• **Task details**
In the listing below, find each line with the string "oscarmarina" and return it.

··········

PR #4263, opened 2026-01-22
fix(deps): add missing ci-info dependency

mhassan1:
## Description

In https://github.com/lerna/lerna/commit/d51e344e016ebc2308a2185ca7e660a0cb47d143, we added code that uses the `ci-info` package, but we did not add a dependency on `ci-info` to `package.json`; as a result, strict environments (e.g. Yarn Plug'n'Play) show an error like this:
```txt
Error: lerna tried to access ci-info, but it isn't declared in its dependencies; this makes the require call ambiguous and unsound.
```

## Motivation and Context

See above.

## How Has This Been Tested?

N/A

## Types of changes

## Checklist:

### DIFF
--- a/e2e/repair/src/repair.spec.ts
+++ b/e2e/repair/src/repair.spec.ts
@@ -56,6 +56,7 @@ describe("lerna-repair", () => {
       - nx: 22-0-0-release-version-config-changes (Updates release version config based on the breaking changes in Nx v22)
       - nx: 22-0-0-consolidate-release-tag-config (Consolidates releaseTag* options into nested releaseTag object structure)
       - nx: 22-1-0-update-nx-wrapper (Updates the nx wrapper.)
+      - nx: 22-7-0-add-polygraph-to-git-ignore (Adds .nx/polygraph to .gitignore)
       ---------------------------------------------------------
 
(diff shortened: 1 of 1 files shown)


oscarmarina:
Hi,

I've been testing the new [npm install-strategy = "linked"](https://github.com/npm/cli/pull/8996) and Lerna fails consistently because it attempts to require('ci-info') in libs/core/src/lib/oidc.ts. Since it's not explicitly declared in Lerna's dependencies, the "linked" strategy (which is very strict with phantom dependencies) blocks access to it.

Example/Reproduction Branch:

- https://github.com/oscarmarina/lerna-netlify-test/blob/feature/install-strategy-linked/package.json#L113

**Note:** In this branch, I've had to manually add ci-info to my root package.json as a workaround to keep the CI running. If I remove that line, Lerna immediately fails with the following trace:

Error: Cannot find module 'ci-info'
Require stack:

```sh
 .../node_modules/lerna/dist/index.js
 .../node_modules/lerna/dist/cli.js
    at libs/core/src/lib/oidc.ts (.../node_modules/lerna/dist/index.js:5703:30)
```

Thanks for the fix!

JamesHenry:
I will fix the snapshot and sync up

··········

• **Solution to this exercise**
oscarmarina:
- https://github.com/oscarmarina/lerna-netlify-test/blob/feature/install-strategy-linked/package.json#L113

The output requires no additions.